Your instructions: For each line in the data below that holds "matthewelwell", return a copy.

Information given:
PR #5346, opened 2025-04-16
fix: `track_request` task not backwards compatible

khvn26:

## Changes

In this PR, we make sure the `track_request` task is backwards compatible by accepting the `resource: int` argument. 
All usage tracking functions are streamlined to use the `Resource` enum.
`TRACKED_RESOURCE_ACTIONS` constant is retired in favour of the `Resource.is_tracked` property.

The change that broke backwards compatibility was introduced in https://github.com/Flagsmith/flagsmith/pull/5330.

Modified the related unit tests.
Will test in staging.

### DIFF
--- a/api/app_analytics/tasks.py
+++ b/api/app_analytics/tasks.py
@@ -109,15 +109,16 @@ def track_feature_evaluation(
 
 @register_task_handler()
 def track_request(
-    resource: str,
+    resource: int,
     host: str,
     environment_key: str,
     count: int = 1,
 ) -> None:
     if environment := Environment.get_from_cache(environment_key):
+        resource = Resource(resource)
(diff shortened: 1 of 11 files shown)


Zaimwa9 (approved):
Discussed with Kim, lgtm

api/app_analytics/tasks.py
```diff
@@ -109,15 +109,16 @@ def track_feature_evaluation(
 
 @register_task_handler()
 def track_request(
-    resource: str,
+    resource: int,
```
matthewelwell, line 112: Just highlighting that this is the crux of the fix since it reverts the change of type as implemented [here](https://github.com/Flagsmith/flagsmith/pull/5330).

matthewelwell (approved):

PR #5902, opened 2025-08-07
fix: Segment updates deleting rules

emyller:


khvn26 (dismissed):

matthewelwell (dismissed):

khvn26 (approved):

Result of the task:
matthewelwell, line 112: Just highlighting that this is the crux of the fix since it reverts the change of type as implemented [here](https://github.com/Flagsmith/flagsmith/pull/5330).
matthewelwell (approved):
matthewelwell (dismissed):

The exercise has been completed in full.